## TASK DIRECTIONS
Pull every line containing the word "cleanup" from the records.

## RECORDS SHOWN

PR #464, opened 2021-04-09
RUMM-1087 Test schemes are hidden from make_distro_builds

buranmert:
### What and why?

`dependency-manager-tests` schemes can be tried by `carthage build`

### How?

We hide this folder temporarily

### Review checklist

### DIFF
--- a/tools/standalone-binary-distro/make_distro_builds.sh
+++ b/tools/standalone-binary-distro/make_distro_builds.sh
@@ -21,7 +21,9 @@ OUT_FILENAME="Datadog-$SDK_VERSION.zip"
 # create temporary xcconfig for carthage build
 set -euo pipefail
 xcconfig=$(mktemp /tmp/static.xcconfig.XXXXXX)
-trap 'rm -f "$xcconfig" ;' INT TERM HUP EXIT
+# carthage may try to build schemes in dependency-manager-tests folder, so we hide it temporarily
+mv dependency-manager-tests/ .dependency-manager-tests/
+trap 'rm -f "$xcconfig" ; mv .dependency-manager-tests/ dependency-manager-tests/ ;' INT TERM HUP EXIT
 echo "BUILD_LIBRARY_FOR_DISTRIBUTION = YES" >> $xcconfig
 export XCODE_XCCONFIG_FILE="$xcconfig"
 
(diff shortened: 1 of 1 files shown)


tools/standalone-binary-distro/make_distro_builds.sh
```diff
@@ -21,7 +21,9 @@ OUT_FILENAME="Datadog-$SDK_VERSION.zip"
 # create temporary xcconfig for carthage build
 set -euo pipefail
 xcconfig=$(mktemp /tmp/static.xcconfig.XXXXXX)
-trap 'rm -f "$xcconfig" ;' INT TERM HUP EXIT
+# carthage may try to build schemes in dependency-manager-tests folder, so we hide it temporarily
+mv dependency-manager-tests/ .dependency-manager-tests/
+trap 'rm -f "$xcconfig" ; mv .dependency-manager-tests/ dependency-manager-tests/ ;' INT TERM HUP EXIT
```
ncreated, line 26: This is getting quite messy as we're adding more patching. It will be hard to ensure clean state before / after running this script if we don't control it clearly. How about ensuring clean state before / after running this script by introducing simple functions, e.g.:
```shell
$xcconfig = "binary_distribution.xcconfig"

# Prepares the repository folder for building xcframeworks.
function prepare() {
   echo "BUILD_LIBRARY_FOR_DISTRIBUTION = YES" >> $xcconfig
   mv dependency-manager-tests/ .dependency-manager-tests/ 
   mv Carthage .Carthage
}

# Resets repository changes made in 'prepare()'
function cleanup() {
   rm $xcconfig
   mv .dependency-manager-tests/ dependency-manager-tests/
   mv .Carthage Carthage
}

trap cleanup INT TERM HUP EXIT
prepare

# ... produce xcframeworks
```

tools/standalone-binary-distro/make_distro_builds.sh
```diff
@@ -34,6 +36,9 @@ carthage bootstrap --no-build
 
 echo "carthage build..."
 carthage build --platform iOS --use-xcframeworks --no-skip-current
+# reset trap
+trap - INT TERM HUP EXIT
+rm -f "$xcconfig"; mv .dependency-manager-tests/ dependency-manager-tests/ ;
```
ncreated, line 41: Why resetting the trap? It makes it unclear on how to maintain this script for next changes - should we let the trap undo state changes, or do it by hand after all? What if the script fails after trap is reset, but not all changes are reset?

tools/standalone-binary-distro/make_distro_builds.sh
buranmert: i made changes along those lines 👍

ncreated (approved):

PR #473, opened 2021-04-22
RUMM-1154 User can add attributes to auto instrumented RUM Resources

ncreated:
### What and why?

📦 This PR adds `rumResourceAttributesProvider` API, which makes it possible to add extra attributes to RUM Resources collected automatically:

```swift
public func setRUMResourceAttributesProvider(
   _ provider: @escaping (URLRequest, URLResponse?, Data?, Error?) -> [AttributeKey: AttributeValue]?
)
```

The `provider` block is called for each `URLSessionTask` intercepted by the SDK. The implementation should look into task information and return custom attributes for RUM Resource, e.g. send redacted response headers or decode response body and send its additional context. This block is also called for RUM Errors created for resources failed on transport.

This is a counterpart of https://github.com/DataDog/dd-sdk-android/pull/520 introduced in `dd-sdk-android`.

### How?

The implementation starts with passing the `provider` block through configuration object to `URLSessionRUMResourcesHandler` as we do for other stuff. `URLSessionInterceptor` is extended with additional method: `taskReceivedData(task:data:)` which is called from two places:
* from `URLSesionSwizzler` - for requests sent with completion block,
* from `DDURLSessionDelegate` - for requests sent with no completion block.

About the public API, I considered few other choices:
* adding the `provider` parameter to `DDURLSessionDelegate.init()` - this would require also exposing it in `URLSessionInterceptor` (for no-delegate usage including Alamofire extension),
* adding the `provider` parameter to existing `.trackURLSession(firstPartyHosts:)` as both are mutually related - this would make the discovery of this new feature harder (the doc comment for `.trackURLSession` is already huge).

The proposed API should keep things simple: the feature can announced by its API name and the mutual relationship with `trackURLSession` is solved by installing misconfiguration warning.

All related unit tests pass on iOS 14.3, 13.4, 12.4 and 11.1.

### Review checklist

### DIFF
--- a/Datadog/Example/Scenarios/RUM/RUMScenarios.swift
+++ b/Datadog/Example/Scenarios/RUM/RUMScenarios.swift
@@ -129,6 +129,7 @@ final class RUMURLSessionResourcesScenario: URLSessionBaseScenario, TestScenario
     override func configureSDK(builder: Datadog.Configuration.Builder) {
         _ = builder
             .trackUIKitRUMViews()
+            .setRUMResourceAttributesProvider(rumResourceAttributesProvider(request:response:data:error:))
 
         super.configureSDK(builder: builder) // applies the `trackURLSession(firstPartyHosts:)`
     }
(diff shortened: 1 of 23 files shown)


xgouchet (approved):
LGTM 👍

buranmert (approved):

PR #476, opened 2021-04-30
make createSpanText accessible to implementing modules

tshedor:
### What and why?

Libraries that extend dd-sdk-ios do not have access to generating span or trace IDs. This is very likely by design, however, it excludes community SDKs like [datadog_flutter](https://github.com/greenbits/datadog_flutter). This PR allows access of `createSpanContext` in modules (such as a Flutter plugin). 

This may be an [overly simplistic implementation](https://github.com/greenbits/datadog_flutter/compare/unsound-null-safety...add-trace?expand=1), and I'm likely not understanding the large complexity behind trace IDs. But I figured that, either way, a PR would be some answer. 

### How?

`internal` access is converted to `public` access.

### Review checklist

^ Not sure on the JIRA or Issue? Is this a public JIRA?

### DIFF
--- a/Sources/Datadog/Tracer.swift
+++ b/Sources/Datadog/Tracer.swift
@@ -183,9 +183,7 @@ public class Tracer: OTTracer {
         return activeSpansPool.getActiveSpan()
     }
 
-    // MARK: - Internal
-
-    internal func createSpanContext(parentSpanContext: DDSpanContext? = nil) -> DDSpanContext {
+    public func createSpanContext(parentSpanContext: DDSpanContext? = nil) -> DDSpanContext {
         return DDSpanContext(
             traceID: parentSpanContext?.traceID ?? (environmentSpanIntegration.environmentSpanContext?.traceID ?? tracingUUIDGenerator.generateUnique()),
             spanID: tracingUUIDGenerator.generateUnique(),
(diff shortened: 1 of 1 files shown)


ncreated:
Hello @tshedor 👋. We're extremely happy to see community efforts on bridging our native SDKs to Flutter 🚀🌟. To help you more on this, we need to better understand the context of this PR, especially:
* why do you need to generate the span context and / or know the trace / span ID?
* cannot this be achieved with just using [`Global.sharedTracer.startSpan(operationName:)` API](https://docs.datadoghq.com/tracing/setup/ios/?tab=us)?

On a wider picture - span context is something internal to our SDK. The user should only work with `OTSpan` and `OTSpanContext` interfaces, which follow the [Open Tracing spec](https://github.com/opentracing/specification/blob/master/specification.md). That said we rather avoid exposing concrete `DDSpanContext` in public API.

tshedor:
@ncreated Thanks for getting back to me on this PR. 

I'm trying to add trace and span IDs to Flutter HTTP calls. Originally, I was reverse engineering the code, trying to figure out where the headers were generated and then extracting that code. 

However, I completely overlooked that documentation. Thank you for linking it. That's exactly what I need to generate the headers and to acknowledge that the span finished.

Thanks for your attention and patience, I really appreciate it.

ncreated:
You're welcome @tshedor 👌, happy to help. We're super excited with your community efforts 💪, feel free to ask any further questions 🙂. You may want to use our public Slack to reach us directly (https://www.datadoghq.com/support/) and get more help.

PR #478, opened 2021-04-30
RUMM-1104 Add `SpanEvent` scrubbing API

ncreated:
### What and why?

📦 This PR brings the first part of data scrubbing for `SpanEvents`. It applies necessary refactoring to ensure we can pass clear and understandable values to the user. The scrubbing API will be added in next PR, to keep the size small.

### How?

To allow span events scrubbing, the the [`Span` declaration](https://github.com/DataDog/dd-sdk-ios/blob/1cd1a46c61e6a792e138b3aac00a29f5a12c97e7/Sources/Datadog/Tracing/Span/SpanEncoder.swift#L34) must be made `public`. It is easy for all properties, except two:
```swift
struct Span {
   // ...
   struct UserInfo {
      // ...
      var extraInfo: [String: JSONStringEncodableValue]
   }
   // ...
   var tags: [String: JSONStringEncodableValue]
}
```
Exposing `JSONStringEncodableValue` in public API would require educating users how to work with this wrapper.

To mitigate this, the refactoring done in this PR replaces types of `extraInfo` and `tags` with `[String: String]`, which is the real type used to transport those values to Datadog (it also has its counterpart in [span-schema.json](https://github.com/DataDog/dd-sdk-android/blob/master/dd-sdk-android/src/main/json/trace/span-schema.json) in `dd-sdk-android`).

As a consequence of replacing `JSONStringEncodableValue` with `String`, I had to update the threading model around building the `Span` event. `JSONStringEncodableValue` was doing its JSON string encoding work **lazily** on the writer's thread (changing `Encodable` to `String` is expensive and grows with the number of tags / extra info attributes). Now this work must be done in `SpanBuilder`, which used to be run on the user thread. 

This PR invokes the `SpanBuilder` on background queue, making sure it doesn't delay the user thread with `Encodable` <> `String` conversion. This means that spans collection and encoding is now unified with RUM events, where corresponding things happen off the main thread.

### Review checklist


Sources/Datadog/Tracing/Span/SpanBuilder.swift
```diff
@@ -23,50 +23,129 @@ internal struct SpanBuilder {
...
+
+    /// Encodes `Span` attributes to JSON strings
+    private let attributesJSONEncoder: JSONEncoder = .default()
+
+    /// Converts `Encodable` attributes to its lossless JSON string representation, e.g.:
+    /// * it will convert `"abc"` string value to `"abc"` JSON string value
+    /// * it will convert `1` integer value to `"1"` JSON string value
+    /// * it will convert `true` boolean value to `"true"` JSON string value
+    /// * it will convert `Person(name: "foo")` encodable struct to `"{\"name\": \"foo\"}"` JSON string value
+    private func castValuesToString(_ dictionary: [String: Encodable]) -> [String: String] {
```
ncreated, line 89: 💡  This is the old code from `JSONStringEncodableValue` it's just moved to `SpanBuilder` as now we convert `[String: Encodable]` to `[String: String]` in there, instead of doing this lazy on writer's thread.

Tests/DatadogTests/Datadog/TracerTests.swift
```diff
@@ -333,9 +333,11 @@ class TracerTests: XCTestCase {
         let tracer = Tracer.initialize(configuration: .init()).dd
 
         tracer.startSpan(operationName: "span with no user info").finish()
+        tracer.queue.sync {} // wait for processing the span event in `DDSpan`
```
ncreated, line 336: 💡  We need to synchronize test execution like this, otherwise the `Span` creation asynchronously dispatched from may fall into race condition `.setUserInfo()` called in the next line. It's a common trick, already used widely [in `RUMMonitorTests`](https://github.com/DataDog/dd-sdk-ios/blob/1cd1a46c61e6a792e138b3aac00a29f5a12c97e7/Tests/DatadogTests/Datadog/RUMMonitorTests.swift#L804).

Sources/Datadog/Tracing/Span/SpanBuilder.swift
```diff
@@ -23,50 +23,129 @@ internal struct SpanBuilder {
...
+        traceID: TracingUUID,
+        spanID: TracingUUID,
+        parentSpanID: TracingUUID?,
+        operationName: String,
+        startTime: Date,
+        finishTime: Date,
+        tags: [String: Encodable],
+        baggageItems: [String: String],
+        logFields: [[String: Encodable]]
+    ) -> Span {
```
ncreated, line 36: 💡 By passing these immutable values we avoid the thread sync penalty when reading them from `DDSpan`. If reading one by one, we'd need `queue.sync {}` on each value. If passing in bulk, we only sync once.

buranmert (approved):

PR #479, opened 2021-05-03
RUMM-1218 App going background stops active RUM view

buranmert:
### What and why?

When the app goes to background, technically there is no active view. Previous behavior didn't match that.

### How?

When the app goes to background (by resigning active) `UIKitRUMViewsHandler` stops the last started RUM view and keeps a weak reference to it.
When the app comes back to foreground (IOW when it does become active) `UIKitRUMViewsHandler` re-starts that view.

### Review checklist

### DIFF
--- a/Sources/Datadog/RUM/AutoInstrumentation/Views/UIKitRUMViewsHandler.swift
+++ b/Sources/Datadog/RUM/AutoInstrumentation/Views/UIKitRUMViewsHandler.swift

## SOLUTION
function cleanup() {
trap cleanup INT TERM HUP EXIT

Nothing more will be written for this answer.